**TASK TO COMPLETE**
Please find every line below that includes "though" and report how many there are. Nothing else is needed.

Stored records:
----------------------------------------
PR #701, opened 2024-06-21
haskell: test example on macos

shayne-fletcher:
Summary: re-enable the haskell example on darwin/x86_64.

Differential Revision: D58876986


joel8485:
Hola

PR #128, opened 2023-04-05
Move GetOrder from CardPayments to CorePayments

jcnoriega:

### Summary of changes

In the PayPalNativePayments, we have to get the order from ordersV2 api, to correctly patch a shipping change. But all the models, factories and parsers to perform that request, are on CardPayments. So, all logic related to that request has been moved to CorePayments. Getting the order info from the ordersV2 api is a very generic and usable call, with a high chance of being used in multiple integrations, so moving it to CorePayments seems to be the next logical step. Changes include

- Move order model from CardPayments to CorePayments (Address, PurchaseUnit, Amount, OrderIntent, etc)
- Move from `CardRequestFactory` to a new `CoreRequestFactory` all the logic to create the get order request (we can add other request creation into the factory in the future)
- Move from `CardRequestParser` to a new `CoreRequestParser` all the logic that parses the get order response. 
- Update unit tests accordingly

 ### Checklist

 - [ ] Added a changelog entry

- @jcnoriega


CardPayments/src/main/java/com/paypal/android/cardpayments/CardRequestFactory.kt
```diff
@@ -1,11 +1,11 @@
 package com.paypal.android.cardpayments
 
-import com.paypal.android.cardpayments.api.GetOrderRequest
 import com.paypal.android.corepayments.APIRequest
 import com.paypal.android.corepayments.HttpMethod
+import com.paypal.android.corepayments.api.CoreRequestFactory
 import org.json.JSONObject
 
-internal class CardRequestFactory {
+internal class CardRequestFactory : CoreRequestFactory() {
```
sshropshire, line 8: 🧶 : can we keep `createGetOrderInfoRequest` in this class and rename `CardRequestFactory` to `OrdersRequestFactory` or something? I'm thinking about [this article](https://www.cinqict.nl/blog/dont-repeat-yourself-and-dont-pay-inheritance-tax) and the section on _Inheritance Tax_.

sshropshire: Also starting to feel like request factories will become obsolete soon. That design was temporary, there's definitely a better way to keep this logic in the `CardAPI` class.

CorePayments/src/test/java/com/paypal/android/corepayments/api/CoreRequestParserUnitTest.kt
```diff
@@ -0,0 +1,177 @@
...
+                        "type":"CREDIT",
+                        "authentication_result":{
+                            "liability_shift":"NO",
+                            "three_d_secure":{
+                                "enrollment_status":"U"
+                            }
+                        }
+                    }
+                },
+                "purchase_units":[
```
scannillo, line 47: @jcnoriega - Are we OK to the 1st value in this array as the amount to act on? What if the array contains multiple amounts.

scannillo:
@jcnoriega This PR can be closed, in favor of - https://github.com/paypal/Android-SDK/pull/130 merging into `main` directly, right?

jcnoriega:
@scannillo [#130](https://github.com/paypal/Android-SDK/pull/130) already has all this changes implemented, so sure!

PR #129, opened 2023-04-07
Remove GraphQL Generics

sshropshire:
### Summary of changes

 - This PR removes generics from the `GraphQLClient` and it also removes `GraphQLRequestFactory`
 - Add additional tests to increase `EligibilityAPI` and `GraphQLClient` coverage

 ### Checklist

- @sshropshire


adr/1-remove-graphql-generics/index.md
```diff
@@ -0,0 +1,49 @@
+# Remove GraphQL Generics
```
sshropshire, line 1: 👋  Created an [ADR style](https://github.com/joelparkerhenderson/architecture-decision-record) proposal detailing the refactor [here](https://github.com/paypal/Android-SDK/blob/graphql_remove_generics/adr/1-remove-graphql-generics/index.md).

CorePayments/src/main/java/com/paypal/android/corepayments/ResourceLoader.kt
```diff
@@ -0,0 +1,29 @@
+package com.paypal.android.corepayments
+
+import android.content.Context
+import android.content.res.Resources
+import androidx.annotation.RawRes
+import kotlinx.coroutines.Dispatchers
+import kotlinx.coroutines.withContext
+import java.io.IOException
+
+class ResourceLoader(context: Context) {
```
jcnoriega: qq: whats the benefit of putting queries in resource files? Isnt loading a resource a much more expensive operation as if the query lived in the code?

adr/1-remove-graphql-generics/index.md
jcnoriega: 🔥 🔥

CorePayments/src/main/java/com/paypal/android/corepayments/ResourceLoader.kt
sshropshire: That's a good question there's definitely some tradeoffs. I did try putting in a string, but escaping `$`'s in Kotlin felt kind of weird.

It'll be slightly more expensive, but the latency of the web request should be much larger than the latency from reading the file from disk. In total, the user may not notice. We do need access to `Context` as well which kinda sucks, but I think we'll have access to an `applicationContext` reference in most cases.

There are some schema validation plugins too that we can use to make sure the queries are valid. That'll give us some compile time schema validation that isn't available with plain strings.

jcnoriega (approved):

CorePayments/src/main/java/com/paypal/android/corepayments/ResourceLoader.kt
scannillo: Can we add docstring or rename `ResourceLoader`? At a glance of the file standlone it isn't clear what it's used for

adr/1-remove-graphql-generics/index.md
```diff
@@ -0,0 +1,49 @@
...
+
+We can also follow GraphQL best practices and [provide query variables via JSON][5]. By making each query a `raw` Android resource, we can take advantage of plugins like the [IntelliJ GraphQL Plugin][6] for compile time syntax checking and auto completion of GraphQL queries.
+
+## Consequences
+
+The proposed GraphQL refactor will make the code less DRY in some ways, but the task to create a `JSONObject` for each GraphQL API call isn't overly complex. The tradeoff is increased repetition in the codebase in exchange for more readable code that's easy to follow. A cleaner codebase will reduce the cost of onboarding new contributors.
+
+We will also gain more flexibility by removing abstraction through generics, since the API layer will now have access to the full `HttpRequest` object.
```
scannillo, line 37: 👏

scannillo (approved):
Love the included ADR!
----------------------------------------
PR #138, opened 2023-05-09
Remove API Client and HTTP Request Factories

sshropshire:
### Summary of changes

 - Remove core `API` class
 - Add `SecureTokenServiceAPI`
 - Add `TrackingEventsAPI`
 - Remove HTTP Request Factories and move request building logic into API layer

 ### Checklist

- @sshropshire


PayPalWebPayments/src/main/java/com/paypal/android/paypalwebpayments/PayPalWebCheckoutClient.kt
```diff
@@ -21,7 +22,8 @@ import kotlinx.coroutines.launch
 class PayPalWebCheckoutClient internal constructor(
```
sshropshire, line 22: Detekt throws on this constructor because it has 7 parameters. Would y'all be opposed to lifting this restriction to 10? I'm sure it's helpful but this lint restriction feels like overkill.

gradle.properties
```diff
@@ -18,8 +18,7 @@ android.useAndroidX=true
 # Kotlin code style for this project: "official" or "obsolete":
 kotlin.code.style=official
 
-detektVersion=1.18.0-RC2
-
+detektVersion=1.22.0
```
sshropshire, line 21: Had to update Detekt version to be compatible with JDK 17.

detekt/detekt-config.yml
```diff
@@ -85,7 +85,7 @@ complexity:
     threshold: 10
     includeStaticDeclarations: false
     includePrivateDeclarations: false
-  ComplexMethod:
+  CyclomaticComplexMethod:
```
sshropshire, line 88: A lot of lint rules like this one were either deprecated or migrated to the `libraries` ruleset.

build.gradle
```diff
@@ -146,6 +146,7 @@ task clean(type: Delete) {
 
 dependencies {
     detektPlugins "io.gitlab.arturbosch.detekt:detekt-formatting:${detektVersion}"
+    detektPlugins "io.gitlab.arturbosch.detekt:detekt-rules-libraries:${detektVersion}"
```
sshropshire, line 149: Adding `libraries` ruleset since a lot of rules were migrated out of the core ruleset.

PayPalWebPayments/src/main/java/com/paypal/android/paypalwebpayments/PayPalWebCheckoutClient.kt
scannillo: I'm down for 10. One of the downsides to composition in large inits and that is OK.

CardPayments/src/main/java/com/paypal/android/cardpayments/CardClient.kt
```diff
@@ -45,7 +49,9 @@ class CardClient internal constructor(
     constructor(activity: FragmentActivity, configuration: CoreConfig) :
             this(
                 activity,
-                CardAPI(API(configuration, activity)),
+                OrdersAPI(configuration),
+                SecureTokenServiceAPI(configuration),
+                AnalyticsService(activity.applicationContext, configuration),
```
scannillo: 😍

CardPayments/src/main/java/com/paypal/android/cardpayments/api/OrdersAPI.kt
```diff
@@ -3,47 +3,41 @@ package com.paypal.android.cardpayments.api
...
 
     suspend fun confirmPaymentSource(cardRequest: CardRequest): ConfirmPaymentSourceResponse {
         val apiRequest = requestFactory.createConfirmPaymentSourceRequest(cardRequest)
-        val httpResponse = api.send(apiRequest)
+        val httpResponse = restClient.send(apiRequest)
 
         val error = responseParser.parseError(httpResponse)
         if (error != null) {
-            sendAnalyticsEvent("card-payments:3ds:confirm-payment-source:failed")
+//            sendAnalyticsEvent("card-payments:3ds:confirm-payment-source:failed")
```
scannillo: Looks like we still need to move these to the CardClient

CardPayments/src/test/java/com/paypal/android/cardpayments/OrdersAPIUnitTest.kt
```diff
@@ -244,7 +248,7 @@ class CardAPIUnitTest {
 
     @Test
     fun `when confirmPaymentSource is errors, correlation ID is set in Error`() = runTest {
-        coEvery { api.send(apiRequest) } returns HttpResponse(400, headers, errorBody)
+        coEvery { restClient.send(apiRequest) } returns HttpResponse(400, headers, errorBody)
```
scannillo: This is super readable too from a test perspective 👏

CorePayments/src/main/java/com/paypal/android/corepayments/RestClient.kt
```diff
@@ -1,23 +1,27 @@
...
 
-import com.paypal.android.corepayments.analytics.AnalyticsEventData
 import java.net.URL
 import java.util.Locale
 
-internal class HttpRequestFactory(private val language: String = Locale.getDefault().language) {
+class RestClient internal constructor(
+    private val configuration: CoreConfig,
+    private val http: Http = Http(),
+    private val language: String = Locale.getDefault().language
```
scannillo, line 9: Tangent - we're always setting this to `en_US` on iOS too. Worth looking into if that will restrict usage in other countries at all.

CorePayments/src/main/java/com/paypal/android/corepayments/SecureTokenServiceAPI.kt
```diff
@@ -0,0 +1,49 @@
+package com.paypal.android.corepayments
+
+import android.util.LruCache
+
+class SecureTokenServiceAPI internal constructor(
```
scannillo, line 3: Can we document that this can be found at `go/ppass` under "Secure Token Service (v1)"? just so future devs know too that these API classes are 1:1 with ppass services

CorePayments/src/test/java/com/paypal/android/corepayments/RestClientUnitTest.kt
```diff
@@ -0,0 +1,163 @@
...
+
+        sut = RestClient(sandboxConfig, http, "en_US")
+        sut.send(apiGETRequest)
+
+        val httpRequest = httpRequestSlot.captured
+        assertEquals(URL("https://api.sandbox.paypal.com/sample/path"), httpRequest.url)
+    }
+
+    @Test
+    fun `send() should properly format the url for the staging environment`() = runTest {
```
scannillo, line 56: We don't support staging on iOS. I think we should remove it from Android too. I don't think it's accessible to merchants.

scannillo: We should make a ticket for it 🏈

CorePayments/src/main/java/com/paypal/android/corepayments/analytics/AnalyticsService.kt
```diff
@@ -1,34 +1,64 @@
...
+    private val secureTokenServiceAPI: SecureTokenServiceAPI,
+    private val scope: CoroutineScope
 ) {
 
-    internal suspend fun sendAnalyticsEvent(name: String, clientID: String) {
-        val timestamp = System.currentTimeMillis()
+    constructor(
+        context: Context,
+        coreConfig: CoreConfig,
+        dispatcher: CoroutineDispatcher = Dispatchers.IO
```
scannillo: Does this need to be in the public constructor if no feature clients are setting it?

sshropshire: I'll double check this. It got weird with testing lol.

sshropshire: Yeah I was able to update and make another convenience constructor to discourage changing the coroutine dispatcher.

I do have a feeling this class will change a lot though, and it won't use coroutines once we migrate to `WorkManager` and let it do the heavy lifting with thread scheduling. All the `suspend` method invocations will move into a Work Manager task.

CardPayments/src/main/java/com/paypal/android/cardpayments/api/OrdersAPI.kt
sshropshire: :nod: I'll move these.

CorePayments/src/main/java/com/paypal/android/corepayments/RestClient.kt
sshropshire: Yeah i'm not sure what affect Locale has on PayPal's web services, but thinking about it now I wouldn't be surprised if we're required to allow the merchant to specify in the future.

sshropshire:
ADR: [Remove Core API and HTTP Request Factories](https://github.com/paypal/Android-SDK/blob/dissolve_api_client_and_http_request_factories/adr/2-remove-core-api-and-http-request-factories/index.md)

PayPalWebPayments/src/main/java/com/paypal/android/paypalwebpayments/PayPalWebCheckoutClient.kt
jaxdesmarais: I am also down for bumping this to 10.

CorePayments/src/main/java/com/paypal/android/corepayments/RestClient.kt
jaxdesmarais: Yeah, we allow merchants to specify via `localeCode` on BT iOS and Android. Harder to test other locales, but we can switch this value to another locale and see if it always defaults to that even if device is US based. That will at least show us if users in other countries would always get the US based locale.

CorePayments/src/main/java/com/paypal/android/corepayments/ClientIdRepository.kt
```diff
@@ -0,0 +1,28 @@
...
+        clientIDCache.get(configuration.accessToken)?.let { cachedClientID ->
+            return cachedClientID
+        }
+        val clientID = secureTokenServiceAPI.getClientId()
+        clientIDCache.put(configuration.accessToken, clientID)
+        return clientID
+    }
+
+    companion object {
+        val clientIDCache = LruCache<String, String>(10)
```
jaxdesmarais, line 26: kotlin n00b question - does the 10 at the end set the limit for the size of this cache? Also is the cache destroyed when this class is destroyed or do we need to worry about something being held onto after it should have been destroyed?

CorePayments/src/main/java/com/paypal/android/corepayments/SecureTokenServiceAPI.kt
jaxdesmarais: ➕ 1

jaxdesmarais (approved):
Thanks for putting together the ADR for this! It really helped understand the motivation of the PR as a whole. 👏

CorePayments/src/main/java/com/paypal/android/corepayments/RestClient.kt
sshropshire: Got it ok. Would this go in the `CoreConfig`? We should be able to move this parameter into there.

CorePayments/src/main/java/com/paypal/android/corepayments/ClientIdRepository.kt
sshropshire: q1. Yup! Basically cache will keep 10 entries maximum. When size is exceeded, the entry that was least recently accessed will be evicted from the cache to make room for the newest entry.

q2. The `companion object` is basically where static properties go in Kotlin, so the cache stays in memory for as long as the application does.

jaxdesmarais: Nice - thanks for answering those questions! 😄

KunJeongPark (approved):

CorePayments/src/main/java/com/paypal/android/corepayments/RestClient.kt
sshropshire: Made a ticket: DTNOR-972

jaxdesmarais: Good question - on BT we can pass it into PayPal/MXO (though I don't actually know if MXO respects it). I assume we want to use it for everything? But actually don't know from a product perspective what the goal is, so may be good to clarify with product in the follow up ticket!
----------------------------------------
**WRITTEN REPLY**
2